Dataset records
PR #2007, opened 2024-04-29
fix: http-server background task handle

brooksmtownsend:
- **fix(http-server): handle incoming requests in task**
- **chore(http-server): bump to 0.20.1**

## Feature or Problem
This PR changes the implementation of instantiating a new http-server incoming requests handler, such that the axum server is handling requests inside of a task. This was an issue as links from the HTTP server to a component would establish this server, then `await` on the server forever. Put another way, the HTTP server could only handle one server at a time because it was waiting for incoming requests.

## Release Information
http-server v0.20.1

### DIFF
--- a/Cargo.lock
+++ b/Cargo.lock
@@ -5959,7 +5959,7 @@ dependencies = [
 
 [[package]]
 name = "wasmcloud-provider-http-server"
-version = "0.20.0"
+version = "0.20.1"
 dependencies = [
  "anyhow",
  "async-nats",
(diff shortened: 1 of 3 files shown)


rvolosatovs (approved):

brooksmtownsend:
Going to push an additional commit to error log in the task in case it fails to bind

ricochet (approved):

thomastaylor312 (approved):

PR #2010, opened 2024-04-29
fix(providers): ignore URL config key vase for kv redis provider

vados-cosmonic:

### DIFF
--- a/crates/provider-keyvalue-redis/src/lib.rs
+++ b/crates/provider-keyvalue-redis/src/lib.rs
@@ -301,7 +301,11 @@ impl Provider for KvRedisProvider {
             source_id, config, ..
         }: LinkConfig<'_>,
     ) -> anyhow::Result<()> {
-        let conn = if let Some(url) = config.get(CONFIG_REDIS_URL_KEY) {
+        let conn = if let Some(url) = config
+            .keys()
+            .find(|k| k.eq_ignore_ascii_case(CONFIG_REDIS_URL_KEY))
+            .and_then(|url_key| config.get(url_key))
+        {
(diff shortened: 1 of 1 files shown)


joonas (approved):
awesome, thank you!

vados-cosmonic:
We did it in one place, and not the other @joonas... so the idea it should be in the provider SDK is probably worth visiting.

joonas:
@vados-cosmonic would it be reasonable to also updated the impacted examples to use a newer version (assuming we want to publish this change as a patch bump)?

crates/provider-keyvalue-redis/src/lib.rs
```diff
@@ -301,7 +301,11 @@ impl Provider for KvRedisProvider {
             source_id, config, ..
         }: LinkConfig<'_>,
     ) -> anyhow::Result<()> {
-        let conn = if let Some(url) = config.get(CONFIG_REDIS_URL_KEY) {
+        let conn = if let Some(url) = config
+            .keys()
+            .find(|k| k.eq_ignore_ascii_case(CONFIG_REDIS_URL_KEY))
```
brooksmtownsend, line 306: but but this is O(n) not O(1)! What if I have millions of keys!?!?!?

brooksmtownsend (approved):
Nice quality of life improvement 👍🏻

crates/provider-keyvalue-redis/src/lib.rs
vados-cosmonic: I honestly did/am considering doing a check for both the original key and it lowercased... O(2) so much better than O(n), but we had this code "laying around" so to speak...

--

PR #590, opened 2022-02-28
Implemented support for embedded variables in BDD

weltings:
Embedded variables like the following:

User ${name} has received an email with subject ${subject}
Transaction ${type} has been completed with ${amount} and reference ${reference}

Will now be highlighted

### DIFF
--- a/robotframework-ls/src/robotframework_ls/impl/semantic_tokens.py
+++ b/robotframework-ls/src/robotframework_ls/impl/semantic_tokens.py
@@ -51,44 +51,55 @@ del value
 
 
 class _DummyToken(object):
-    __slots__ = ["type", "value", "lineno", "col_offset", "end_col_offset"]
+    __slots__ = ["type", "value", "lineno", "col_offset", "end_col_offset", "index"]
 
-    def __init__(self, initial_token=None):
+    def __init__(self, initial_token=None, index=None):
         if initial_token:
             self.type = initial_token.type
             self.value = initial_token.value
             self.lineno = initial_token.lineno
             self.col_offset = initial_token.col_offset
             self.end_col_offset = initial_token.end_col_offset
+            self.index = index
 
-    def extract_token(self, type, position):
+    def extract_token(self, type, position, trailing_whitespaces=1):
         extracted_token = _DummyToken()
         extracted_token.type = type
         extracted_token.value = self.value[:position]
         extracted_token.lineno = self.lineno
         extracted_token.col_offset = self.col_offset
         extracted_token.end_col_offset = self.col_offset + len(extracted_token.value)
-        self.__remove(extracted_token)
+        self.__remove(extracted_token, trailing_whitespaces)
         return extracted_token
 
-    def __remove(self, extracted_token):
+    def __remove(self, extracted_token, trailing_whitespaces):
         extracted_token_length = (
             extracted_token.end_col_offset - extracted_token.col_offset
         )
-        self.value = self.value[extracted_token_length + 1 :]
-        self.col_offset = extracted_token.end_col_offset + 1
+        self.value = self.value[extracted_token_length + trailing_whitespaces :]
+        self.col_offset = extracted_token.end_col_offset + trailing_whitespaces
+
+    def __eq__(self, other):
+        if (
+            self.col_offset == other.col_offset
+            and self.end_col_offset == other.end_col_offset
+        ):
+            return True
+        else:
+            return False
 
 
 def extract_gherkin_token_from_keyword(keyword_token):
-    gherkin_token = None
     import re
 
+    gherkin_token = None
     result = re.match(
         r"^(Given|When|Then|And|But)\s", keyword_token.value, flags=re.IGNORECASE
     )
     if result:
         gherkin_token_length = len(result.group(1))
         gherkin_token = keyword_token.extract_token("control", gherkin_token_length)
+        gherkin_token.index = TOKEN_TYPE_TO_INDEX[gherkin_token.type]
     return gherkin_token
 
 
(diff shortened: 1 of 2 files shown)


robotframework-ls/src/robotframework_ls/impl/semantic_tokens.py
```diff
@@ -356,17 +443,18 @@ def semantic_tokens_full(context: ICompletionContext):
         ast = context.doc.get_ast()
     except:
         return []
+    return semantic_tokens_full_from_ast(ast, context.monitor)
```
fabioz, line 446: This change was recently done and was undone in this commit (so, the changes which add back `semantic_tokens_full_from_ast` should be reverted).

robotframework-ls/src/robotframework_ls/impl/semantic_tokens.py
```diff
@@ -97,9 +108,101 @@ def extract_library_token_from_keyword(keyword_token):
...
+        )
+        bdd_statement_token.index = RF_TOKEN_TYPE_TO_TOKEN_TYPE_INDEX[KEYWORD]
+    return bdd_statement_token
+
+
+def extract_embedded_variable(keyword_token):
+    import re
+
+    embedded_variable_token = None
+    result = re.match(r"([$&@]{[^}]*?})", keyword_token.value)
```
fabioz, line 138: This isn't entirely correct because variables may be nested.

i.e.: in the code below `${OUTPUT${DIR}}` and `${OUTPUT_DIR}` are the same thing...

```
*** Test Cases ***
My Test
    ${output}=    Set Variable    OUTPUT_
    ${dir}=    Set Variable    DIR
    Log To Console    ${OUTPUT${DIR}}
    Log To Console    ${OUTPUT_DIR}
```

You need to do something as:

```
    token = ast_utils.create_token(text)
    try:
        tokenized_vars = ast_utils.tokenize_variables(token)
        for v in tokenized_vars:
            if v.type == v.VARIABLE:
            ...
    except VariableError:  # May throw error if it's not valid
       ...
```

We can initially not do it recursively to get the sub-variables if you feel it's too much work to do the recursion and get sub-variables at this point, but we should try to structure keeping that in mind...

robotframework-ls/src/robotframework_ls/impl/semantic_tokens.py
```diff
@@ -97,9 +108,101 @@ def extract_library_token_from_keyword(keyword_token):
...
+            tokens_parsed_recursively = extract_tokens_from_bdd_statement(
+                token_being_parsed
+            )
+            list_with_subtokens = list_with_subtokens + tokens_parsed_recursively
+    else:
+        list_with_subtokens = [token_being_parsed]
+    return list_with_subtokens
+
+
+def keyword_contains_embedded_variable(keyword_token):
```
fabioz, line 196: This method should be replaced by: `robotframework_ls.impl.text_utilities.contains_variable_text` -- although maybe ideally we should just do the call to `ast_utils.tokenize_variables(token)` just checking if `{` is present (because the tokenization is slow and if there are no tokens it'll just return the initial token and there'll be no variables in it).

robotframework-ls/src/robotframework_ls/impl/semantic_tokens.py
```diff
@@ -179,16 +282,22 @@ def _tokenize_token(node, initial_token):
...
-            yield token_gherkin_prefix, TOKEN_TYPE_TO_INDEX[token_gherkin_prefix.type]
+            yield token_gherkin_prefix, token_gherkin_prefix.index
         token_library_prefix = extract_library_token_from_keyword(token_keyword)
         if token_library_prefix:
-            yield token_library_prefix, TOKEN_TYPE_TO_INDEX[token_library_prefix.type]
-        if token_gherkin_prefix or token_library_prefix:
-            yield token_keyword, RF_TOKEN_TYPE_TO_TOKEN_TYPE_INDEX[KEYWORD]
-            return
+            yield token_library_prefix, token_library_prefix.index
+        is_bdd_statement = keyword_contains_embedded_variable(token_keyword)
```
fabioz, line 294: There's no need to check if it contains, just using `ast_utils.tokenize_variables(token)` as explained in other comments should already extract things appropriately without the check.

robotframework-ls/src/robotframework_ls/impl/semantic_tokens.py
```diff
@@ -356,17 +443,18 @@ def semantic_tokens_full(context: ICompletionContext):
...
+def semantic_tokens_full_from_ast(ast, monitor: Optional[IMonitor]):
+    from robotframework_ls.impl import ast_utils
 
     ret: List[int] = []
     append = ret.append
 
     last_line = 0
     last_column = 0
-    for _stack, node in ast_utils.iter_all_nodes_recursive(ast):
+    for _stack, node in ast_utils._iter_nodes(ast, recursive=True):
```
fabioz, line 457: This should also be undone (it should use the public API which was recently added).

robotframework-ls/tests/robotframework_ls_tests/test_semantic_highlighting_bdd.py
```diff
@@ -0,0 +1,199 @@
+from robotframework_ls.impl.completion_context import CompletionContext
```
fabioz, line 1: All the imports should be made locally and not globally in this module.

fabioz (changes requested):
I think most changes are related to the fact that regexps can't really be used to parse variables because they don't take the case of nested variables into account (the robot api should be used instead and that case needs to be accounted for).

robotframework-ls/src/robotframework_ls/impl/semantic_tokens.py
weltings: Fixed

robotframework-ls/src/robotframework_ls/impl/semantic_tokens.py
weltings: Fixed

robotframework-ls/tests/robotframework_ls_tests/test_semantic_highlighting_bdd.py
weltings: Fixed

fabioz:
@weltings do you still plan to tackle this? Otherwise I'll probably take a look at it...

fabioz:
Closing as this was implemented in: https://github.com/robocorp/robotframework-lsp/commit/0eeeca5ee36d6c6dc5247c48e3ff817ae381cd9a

How to complete this task:
Retrieve every line above holding the word "None".

Result for this task:
-    def __init__(self, initial_token=None):
+    def __init__(self, initial_token=None, index=None):
-    gherkin_token = None
+    gherkin_token = None
+    embedded_variable_token = None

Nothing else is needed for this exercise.